Work out how many lines in the data that follows contain "better". Write nothing but the number.

Collected data:
#####

PR #3186, opened 2023-09-01
tests(stats card fetcher): add upstream API error test when include_all_commits true

qwerty541:
This pull request covers with tests these lines of code:

https://app.codecov.io/gh/anuraghazra/github-readme-stats/blob/master/src%2Ffetchers%2Fstats-fetcher.js#L178

### DIFF
--- a/tests/fetchStats.test.js
+++ b/tests/fetchStats.test.js
@@ -237,6 +237,37 @@ describe("Test fetchStats", () => {
     });
   });
 
+  it("should return 0 commits when all_commits true and API returns error", async () => {
+    mock
+      .onGet("https://api.github.com/search/commits?q=author:anuraghazra")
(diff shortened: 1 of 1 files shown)


rickstaa (approved):

qwerty541 (commented):
> @ qwerty541 I approved this pull request since it improves the test coverage. However, it is an excellent opportunity to discuss if the current behavoir is desirable. Would it, for example, be better to return an error and let the card retry later instead of showing `0` commits? I have had multiple issues open about people complaining that `0` commits were shown. I think #2448 will improve this behavoir already, but I was curious to to know what you think.

@rickstaa I have opened a new issue with my thoughts about this behavior https://github.com/anuraghazra/github-readme-stats/issues/3225. Let's merge this pull request for now to increase tests coverage.

PR #3191, opened 2023-09-02
refactor: fix card colors type and function to resolve vscode type errors

qwerty541:
Current jsdoc is wrong since only card background color can be an array(gradient).


rickstaa (approved):

rickstaa:
Good catch!

PR #3216, opened 2023-09-10
refactor: use more clear retryer error messages

qwerty541:


rickstaa (approved):

src/common/retryer.js
```diff
@@ -1,10 +1,12 @@
 import { CustomError, logger } from "./utils.js";
 
 // Script variables.
+
+// Count the number of GitHub API tokens available.
 const PATs = Object.keys(process.env).filter((key) =>
   /PAT_\d*$/.exec(key),
 ).length;
-const RETRIES = PATs ? PATs : 7;
+const RETRIES = process.env.NODE_ENV === "test" ? 7 : PATs;
```
rickstaa, line 9: @qwerty541 Although this PR is a great addition, I think the process could have been better.NODE_ENV variable is needed. The vercel variables should be available locally when running `vercel dev` (see https://vercel.com/docs/projects/environment-variables#environments).

rickstaa (changes requested):

src/common/retryer.js
qwerty541: @rickstaa I did it this way since this code was already used in another parts of projects, for example https://github.com/anuraghazra/github-readme-stats/blob/master/src/getStyles.js#L134. As i understand `NODE_ENV` is not vercel variable, it was not set on production or local development, it was set by jest framework only for testing purposes, see https://jestjs.io/docs/environment-variables#node_env

rickstaa: Cool, let's merge this then 👍🏻.

rickstaa (approved):

PR #3232, opened 2023-09-15
refactor: resolve vscode type errors in wakatime card render and remove redundant css

qwerty541:


rickstaa:
@qwerty541, thanks for the pull request. Here, I would do one of the following:

1. Remove the global `getStyles` function and replace it with a `getRankCardStyle` and `getWakatimeCardStyle` function inside the wakatime and stats card files.
2. OR: modify the global `getStyles` function to have a `card_type` variable.

Your current PR causes two `getStyles` functions to exist in the codebase, which is not bad but might confuse people. I prefer option 1, but since @anuraghazra initially added this function, he may give his thoughts before we merge this 👍🏻.

qwerty541 (commented):
> @qwerty541, thanks for the pull request. Here, I would do one of the following:
> 
> 1. Remove the global `getStyles` function and replace it with a `getRankCardStyle` and `getWakatimeCardStyle` function inside the wakatime and stats card files.
> 2. OR: modify the global `getStyles` function to have a `card_type` variable.
> 
> Your current PR causes two `getStyles` functions to exist in the codebase, which is not bad but might confuse people. I prefer option 1, but since @anuraghazra initially added this function, he may give his thoughts before we merge this 👍🏻.

@rickstaa Thanks for review, i agree with your thoughts about removing global `getStyles` function. I have updated the code, check it out.

src/cards/stats-card.js
```diff
@@ -76,6 +75,118 @@ const createTextNode = ({
...
+      }
+      to {
+        stroke-dashoffset: ${calculateCircleProgress(progress)};
+      }
+    }
+  `;
+};
+
+/**
+ * Retrieves CSS styles for a card.
```
rickstaa, line 119:
```suggestion
 * Retrieves CSS styles for the card.
```

src/cards/wakatime-card.js
```diff
@@ -158,6 +157,36 @@ const recalculatePercentages = (languages) => {
   });
 };
 
+/**
+ * Retrieves CSS styles for a card.
```
rickstaa, line 161:
```suggestion
 * Retrieves CSS styles for the card.
```

rickstaa (approved):

PR #3283, opened 2023-09-24
infra: enable no-negated-condition eslint rule

qwerty541:
https://eslint.org/docs/latest/rules/no-negated-condition


rickstaa:
@qwerty541, why do you want to turn this rule off?

qwerty541 (commented):
> @qwerty541, why do you want to turn this rule off?

@rickstaa I made a mistake, i want to enable this rule, thanks for catch. I have update pull request.

rickstaa (approved):

Issue #3184, opened 2023-08-31
add border for "graphs"


Arbee4ever:
### Is your feature request related to a problem? Please describe.

Some Languages colors blend into the background of my "top languages" card ![image](https://github.com/anuraghazra/github-readme-stats/assets/45911516/0603f76c-e27c-44fc-a6fc-485a4eb799c1)

### Describe the solution you'd like

I would like to have a white or some other color border around stuff like the top languages bar, to increase its visibility and looks.

ShambhavII-Singh:
Hi can you assign this issue to me? I would like to work on this.

rickstaa:
> Hi can you assign this issue to me? I would like to work on this.

Yea of course! Thanks for considering contributing to our project 🎉. I'm looking forward to your pull request.

aialok:
Can I work on this project ?

vinfinity7:
HI , I seem to be working on the issues but am not able to find where and how to review and test the changes that I am doing , Kindly assist 
@rickstaa

Pratik1603:
Please assign this to me

rickstaa:
@aialok & @Pratik1603, this issue was assigned to @ShambhavII-Singh, but I have not yet received a PR. It looks like @vinfinity7 is also working on this issue.

qwerty541:
@aialok @Pratik1603 I think one of you can work on this issue if still want. Since we didn't received a pull request from @ShambhavII-Singh and pull request submitted by @vinfinity7 is incorrect. Please read my review https://github.com/anuraghazra/github-readme-stats/pull/3282#pullrequestreview-1641076786 under declined pull request before you start the work.

aialok:
I will be working on this issue. 
will report you soon and make a pull request.

qwerty541:
> I will be working on this issue. will report you soon and make a pull request.

@aialok Thanks for considering contributing to our project. I have assigned you to this issue. I'm looking forward to your pull request.

aialok:
@qwerty541  I am trying to run the server on localhost but it redirect me to the main URL. I have tried to fix the problem but I am not able to see the changes. Can you tell me how to setup localhost ? I tried setting it up from contributing[dot].md but it did'nt seems like working.

Arbee4ever:
[...]

PR #3314, opened 2023-10-02
Fix/add border to graphs 3184

imrushikesh77:
Added white stroke to graphs in top languages card


rickstaa:
@imrushikesh77, thanks for your pull request. I, however, think this was different from what was meant in https://github.com/anuraghazra/github-readme-stats/issues/3184. https://github.com/anuraghazra/github-readme-stats/issues/3184 is about having the ability to add a border colour around the language percentage display element.

PR #3319, opened 2023-10-03
Algeria flag theme with light and dark options (algeria_flag_light, algeria_flag_dark)

iaminebriki:
I've added Algeria flag theme (name: algeria_flag):

preview:
algeria_flag


anuraghazra:
@iaminebriki I think it's better if we just keep 1 version of the flag's color. 
We should retain the original color of the flag instead of modifying it with a dark variant.

iaminebriki:
> @iaminebriki I think it's better if we just keep 1 version of the flag's color. We should retain the original color of the flag instead of modifying it with a dark variant.

@anuraghazra okey sure!

iaminebriki:
@anuraghazra please check #3420 (updated PR)

Issue #1351, opened 2021-10-03
Add Indian language doc translation


susheelg1197:
Hi, kindly assign me this issue. I will translate the repository into "HINDI" language.

rickstaa:
Related to #1349.

@susheelg1197 Thanks for your issue. Feel free to create a pull request.

yavinash249:
Please assign me this issue. I'll do it in two languages.

qwerty541:
Hey, @yavinash249! Thanks for your interest in our project! We are going to remove docs translations at all in future because we are unable to properly maintain them. Most of docs translations currently outdated and confuse users. I think this issue can be closed.

PR #3339, opened 2023-10-09
#1351 done translate in hindi

yavinash249:
translate readme in hindi language ,  not all term are translate but gernal term translate for user


rickstaa:

PR #3347, opened 2023-10-12
docs: improve vercel badge position

rickstaa:
This pull request improved the Vercel badge position since they have been a massive sponsor since GRS began.

### DIFF
--- a/readme.md
+++ b/readme.md
@@ -24,6 +24,9 @@
     </a>
     <br />
     <br />
+    <a href="https://vercel.com?utm\_source=github\_readme\_stats\_team\&utm\_campaign=oss">
+      <img src="./powered-by-vercel.svg"/>
+    </a>
   </p>
 
   <p align="center">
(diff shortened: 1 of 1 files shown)


rickstaa:
@qwerty541 On second though, I think we can have the badge both at the top and the bottom 👍🏻.

qwerty541 (approved):
@rickstaa I'm okay with having Vercel badge at both positions. Since i do not know much they sponsored this project, it's hard to judge for me if we need two badge or it's enough to have just one. Let's give @anuraghazra ability to make a decision about this. Judging by the request parameters in the link, Vercel gives the project a percentage for each user who followed the link and spent money. If this is true, then of course it is worth making the link more visible.

rickstaa:
> @rickstaa I'm okay with having Vercel badge at both positions. Since i do not know how much they sponsored this project, it's hard to judge for me if we need two badge or it's enough to have just one. Let's give @anuraghazra ability to make a decision about this. Judging by the request parameters in the link, Vercel gives the project a percentage for each user who followed the link and spent money. If this is true, then of course it is worth making the link more visible.

@qwerty541 as far as I understand it Vercel donated the bandwidth to keep the public Vercel instance running by providing @anuraghazra with a free enterprise subscription (see https://vercel.com/pricing). @anuraghazra feel free to add to this 👍🏻.

PR #3358, opened 2023-10-14
docs(contributing): remove outdated local dev steps

rickstaa:
This pull request removes some local development steps found in the contributing guide that are no longer required.

### DIFF
--- a/CONTRIBUTING.md
+++ b/CONTRIBUTING.md
@@ -34,11 +34,8 @@ _(make sure you already have a [Vercel](https://vercel.com/) account)_
 2.  Fork the repository and clone the code to your local machine.
 3.  Run `npm install` in the repository root.
 4.  Run the command `vercel` in the root and follow the steps there.
-5.  Open `vercel.json` and set the maxDuration to 10.
-6.  Create a `.env` file in the root of the directory.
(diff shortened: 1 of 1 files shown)


CONTRIBUTING.md
```diff
@@ -34,11 +34,8 @@ _(make sure you already have a [Vercel](https://vercel.com/) account)_
 2.  Fork the repository and clone the code to your local machine.
 3.  Run `npm install` in the repository root.
 4.  Run the command `vercel` in the root and follow the steps there.
-5.  Open `vercel.json` and set the maxDuration to 10.
-6.  Create a `.env` file in the root of the directory.
-7.  In the .env file add a new variable named `PAT_1` with your [GitHub Personal Access Token](https://docs.github.com/en/github/authenticating-to-github/creating-a-personal-access-token).
```
qwerty541, line 39: @rickstaa I was very surpsired that after removing `PAT_1` variable from `.env` file local development still works because i do not understand why. I expected that endpoint should return error card because of the following strings: 

https://github.com/anuraghazra/github-readme-stats/blob/master/src/common/retryer.js#L25-L27

Can it be that PAT was cached somewhere and still required for the first run?

rickstaa: It supprised me as well when I found out. As can be seen from the documentation Vercel automatically downloads the environment variables into memory when running the `vercel dev` command (see https://vercel.com/docs/projects/environment-variables#development-environment-variables).

qwerty541 (approved):

Issue #2053, opened 2022-09-25
Migrate to automatic README translation


rickstaa:
**Is your feature request related to a problem? Please describe.**

Keeping the documentation up to date and managing the PRs would be more manageable if we switched from manual to automatic README translations (see https://github.com/dephraiim/translate-readme). The downside is that there might be some errors, but this shouldn't matter for understanding how to use GRS. Google has become quite good at translating languages in the last few years. The upside is that we no longer need to look at translation PRs, we can support more language, and the translations are up to date. We can add flags to the readme for people to choose their language.

Pranav2612000:
Hey @rickstaa 
I would like to work on this one. Is it fine?

rickstaa:
@Pranav2612000 First of all, welcome to the commuExcellent! Amazing that you want to help us improve the maintainability of the repository. I am unsure how hard it is to implement this feature and whether https://github.com/dephraiim/translate-readme serves our needs. The implementation found in translate-readme is quite basic (see https://github.com/dephraiim/translate-readme/blob/main/index.js). It could therefore be that it does not filter the query parameters found in the code blocks.

![image](https://user-images.githubusercontent.com/17570430/193402202-90dc02b3-ae31-45c7-a93b-7ebac626658d.png)

It could therefore be that we need to improve this action or create a new action. 

### My original idea

- I wanted to eliminate the manual translations that users add since these are outdated and hard to maintain.
- I wanted a GitHub action that translates the README into other languages and adds these translations to the repository.
- This action should keep code blocks that contain the query parameters in English.
- Ideally, this action should add the available translations to the main README. However, this can also be done manually. I was planning to add these using flags on mac and Linux and country codes on windows (see https://github.com/missive/emoji-mart/issues/559).

<div align="center">🇳🇱 🇫🇷 🇺🇸 🇩🇪 🇮🇹 </div>

rickstaa:
If you want, you can run some initial tests to see how good the https://github.com/dephraiim/translate-readme is and whether it is sufficient. Feel free to tag me if you need any help or have questions about the implementation 👍🏻.

rickstaa:
[...]

PR #3360, opened 2023-10-14
docs: add translations contribution guide

qwerty541:


rickstaa:
@qwerty541 I agree that something like this should be in the CONTRIBUTING.md file 👍🏻. One improvement to the translation pipeline would be to use Crowdin for both the cards and README translations (#2053 and #3364).

rickstaa (approved):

#####

**Answer section**
4